The Office of Foreign Assets Control (OFAC) designated Globe International SPC of Muscat on 18 June, naming the firm as a financial node in the network of Hezbollah facilitator Alaa Hamieh 1. The action was a counter-terrorism designation, not Iran sanctions relief, and it accompanied OFAC's same-day move against Hezbollah figures Sleiman Frangieh and Mahmoud Qamati . Through 21 June, OFAC issued no Iran general licence and delisted no Iranian entity 2.
Oman is mediating the Islamabad Memorandum of Understanding (MoU), hosting the territorial-waters lane that now carries the strait's traffic, and now hosting an entity Washington has just sanctioned. The same week Muscat became the strait's practical gatekeeper, it also became a sanctions target's registered address.

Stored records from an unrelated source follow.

PR #235, opened 2020-06-01
Use tsconfig extends mechanism

relu91:
This PR refactors the project configuration using tsconfig `extends` keywords. Therefore, now the basic tsc configuration is contained inside the root `tsconfig` file, whereas package specific settings are described inside the relative `tsconfig.json`.

Finally, it also moves the security example inside the src folder so that it gets built automatically as the other examples.


danielpeintner:
Looks good to me.

@egekorkan @sebastiankb ?

egekorkan:
Good idea, I also find it a better approach!

PR #240, opened 2020-06-05
fix(cli): allow loading of files transpiled from typescript

ajs124:
As noted [here](https://github.com/eclipse/thingweb.node-wot/tree/master/packages/examples#workflow) examples/code transpiled from typescript cannot be run with the wot-servient cli right now.

The described process is to manually remove these lines before copying them. Since this is quite tedious, I automated the process.

This is only one of several possible approaches to achieve this goal. Another one would be to run something from `npm` after the build (`tsc`). Which approach would you prefer?

### DIFF
--- a/packages/cli/src/cli.ts
+++ b/packages/cli/src/cli.ts
@@ -26,6 +26,7 @@ const defaultFile = "wot-servient.conf.json";
 const baseDir = ".";
 
 var clientOnly: boolean = false;
+var sanitizeCode: boolean = false;
 
 var flagArgConfigfile = false;
 var confFile: string;
@@ -58,6 +59,15 @@ const readConf = function (filename: string): Promise<any> {
     });
 }
 
+const sanitizeScript = function(input: string): string {
+    let s = input.replace(/^Object\.defineProperty\(exports, "__esModule", { value: true }\);$/m, '')
+        .replace(/^require\("wot-typescript-definitions"\);$/m, '')
+        .replace(/^let WoT;$/m, '')
+        .replace(/^let WoTHelpers;$/m, '')
+        .replace(/^exports.* = .*;$/gm, '');
+    return s;
+}
+
 const runScripts =async function(servient: DefaultServient, scripts: Array<string>,debug?: DebugParams) {
     const launchScripts = (scripts : Array<string> ) => {
         scripts.forEach((fname : string) => {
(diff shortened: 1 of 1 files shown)


relu91:
My vote is to handle this sanitation at npm level. A `postbuild` hook plus a script should work quite well in my opinion. Another solution is to use [wam](https://github.com/UniBO-PRISMLab/wam) but it does not handle multi-output builds (yet).

danielpeintner:
The related issue is https://github.com/eclipse/thingweb.node-wot/issues/171 (see also PR https://github.com/eclipse/thingweb.node-wot/pull/178#issuecomment-592057917 that mentions the pending issues)

I agree with @relu91  that we should try to find a way that handles the JS conversion automatically.

Maybe it is also *wise* to step back once again and try to find another solution that avoids duplicating the *almost* same code? The reason that we introduced the workflow we are using right now was that the TS files in `/packages/examples` give us the check that code is according to the _latest_ Scripting API. JS code cannot do that for us.

Any opinions how we can improve the situation?

ajs124:
I don't think I know enough about the TS/JS ecosystem to come up with a more elegant solution than regex, which is admittedly very brute force. If the regex approach is to be kept, I'd prefer a solution like suggested here instead of at `postbuild`, because rewriting code without any semantic understanding of it (which is what regex does) is inherently fragile and can break legitimate code, which is less of a problem when it can be turned off at runtime.

relu91:
>Maybe it is also wise to step back once again and try to find another solution that avoids duplicating the almost same code? The reason that we introduced the workflow we are using right now was that the TS files in /packages/examples give us the check that code is according to the latest Scripting API. JS code cannot do that for us.

I am afraid that IF we want to maintain BOTH js and ts examples we are constrained to have this kind of *workflow*. However, we can open a discussion on how we are going to maintain examples in the future. For example, sometime the example could be an entire project rather than just a script (see the oauth example).

> I don't think I know enough about the TS/JS ecosystem to come up with a more elegant solution than regex, which is admittedly very brute force. If the regex approach is to be kept, I'd prefer a solution like suggested here instead of at postbuild, because rewriting code without any semantic understanding of it (which is what regex does) is inherently fragile and can break legitimate code, which is less of a problem when it can be turned off at runtime.

About this, the proper way to handle the sanitation process that you implemented is to manipulate the AST. In JS AST manipulation is almost every time done using  [babel](https://babeljs.io/). The steps would be:
1. Write a babel plugin that does the sanitation. (ie. remove unwanted nodes fro AST). Check [Babel Plugin Handbook](https://github.com/jamiebuilds/babel-handbook/blob/master/translations/en/plugin-handbook.md#toc-asts)
2. in a `postbuild` call babel configured with the plugin form point one

I see this solution a little bit overkilling, but it assures code compilation after the "sanitation".

danielpeintner:
we can close this, right?
@relu91 @ajs124 due to https://github.com/eclipse/thingweb.node-wot/pull/321

PR #1116, opened 2026-06-11
fix(deluge): fetch .torrent in Bindery before submitting to daemon

### LINKED ISSUE #1110: Deluge: torrent grabs fail with DNS lookup error — daemon fetches the indexer URL instead of Bindery
### Describe the bug

Grabbing a torrent release whose download URL is an HTTP `.torrent` link fails when the download client is **Deluge**. Bindery surfaces the Deluge daemon's error verbatim:

```
download torrent from url: rpc error 4: Failure: [Failure instance: Traceback: <class 'twisted.internet.error.DNSLookupError'>: DNS lookup failed: no results for hostname lookup: prowlarr.
/usr/lib/python3.13/site-packages/twisted/internet/_resolver.py:192:deliverResults
...
]
```

### Root cause

For non-magnet torrent URLs, the Deluge client calls the Web UI RPC `web.download_torrent_from_url` (`internal/downloader/deluge/client.go`), which asks the **Deluge daemon** to fetch the `.torrent` from the indexer URL itself. Prowlarr hands out enclosure URLs that point at its own host (e.g. `http://prowlarr:9696/<indexer>/download?...`). When Deluge runs in a different network namespace than Prowlarr — e.g. behind a VPN container such as `binhex/arch-delugevpn`, whose custom `NAME_SERVERS` replace Docker's embedded resolver (`127.0.0.11`) — the daemon can't resolve the `prowlarr` hostname, and the RPC fails with a `twisted DNSLookupError`.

For Iran itself, OFAC has issued no instrument at all. the MOU's sanctions-relief and blockade provisions were meant to land within 48 hours of the 16 June signing . Five days on, The White House Presidential Actions register carries nothing on Iran 3. Washington ended its 66-day naval blockade on 18 June as promised , the cheapest of its obligations to fulfil, and left every costly one to a final agreement it has not drafted.
OFAC can move fast when it wants to designate, as the Globe International action shows, yet has issued not a single licence to deliver the relief Iran was promised. That gap, action against Iran's allies but no action for Iran, hangs over the Switzerland table and gives Tehran its argument that the deal runs one way.